» Information supplied

::::::::

PR #600, opened 2024-01-03
Fix broken namespace registration with device code flow

haoming29:
I believe when I did #175, I changed the value for various device based token flow request, which are just empty string and breaks the flow. Revert back to what they are supposed to be in this PR.


bbockelm (approved):
LGTM.

Probably points out this area of the code is under-tested.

::::::::

» Task brief
Determine how many lines of the data contain the word "this", and reply with that number only.

» Answer box
2